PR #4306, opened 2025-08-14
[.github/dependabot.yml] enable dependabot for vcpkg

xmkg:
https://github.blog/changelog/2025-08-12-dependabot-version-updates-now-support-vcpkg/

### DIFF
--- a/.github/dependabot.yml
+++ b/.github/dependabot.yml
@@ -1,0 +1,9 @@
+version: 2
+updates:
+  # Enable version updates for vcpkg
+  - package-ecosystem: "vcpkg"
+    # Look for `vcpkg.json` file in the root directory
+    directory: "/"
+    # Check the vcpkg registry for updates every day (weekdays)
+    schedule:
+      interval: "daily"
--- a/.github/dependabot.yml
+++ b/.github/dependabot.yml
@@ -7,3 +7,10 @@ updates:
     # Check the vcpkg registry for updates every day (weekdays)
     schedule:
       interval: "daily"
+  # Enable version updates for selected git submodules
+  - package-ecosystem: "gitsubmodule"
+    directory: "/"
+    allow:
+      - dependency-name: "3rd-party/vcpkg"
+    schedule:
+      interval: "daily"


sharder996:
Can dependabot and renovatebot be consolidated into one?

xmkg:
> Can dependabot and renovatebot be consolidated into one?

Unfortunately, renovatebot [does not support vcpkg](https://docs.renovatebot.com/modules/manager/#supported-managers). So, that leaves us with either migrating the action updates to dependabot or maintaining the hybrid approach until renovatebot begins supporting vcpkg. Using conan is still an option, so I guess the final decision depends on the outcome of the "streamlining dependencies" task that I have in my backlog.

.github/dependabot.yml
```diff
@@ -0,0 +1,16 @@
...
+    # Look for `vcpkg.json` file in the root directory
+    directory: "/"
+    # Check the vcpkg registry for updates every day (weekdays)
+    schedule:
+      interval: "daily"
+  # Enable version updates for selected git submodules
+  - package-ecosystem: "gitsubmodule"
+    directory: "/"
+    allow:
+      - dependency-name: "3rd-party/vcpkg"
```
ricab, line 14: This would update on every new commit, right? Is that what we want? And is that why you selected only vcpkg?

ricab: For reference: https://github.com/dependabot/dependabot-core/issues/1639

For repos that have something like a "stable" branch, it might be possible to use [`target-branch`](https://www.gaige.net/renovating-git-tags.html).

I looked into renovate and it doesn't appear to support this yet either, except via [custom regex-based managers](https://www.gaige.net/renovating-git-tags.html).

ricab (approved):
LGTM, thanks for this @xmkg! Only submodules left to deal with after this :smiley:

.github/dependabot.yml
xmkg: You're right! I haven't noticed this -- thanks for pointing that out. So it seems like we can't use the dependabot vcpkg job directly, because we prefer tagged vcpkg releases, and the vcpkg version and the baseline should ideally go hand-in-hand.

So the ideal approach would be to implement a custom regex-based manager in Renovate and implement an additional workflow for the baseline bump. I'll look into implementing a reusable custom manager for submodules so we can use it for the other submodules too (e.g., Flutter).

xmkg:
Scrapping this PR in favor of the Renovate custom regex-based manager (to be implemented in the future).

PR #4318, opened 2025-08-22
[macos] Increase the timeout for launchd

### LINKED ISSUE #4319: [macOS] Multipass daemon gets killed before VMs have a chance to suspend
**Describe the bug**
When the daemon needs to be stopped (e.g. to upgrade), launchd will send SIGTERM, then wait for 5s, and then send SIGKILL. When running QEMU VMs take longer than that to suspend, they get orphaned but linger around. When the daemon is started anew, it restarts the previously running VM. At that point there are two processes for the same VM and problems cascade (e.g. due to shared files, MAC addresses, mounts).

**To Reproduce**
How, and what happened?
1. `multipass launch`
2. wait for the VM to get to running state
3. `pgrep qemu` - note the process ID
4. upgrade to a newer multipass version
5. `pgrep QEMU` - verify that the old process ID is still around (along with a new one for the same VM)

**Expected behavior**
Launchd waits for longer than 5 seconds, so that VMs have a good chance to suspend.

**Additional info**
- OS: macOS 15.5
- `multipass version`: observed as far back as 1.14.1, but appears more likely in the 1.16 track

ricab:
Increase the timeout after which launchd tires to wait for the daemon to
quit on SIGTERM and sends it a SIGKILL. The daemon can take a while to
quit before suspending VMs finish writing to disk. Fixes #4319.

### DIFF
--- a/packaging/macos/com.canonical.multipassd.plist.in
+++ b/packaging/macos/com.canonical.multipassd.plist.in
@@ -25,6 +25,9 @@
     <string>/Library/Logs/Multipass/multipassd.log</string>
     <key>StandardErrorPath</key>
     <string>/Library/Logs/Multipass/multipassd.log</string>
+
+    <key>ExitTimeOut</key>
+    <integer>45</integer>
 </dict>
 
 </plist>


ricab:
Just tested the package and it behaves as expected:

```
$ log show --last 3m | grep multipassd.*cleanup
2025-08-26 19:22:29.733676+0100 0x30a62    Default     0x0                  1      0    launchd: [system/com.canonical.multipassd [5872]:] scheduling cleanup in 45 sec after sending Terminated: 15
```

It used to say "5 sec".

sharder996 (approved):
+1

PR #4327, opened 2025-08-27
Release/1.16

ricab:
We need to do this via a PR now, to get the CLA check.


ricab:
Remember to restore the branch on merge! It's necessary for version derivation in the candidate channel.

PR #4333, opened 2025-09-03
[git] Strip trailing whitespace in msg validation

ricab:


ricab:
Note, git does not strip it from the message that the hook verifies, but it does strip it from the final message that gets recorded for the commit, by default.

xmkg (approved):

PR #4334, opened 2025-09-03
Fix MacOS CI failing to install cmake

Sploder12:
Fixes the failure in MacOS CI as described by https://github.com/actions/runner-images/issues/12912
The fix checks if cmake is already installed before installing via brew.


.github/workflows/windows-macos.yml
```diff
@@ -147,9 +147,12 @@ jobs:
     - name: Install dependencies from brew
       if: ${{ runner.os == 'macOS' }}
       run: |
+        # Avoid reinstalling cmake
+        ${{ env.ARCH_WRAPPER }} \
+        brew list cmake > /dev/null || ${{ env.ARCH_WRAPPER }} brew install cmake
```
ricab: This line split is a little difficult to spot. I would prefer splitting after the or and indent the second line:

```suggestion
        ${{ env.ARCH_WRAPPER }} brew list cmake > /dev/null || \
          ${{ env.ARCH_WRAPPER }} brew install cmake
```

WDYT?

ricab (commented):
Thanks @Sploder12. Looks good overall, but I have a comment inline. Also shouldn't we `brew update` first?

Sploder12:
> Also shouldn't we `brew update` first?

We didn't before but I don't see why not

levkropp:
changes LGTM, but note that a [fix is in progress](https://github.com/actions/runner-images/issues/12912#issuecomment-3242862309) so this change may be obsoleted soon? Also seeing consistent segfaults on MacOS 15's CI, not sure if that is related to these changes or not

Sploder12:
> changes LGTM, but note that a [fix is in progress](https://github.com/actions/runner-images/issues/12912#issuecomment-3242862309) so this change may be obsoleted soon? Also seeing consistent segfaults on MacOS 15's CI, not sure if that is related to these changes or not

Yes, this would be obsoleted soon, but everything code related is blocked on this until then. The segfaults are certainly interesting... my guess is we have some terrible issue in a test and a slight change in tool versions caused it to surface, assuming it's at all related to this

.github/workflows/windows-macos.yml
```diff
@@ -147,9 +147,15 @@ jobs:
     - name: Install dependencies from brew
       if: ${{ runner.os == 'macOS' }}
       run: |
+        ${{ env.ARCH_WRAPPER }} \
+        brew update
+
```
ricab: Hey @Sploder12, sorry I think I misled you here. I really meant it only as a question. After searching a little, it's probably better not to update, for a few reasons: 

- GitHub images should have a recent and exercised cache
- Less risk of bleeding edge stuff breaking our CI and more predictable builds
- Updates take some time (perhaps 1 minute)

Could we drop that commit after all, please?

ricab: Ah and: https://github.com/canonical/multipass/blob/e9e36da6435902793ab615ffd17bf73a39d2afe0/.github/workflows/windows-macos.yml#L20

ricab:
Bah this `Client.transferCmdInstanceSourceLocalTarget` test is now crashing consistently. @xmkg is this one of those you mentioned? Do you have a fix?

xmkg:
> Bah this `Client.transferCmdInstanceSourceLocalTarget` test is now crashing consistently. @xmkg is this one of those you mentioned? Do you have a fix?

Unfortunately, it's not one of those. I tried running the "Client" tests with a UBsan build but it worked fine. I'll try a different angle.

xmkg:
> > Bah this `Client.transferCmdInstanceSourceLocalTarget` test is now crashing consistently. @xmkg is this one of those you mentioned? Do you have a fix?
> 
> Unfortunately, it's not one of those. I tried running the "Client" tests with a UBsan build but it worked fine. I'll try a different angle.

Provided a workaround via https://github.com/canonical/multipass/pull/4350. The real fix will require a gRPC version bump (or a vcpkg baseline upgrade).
_ _ _
* _EXERCISE GOAL_
Lines of the material may hold the string "commit". Copy each one that does.

* _TASK RESULT_
ricab, line 14: This would update on every new commit, right? Is that what we want? And is that why you selected only vcpkg?
Note, git does not strip it from the message that the hook verifies, but it does strip it from the final message that gets recorded for the commit, by default.
Could we drop that commit after all, please?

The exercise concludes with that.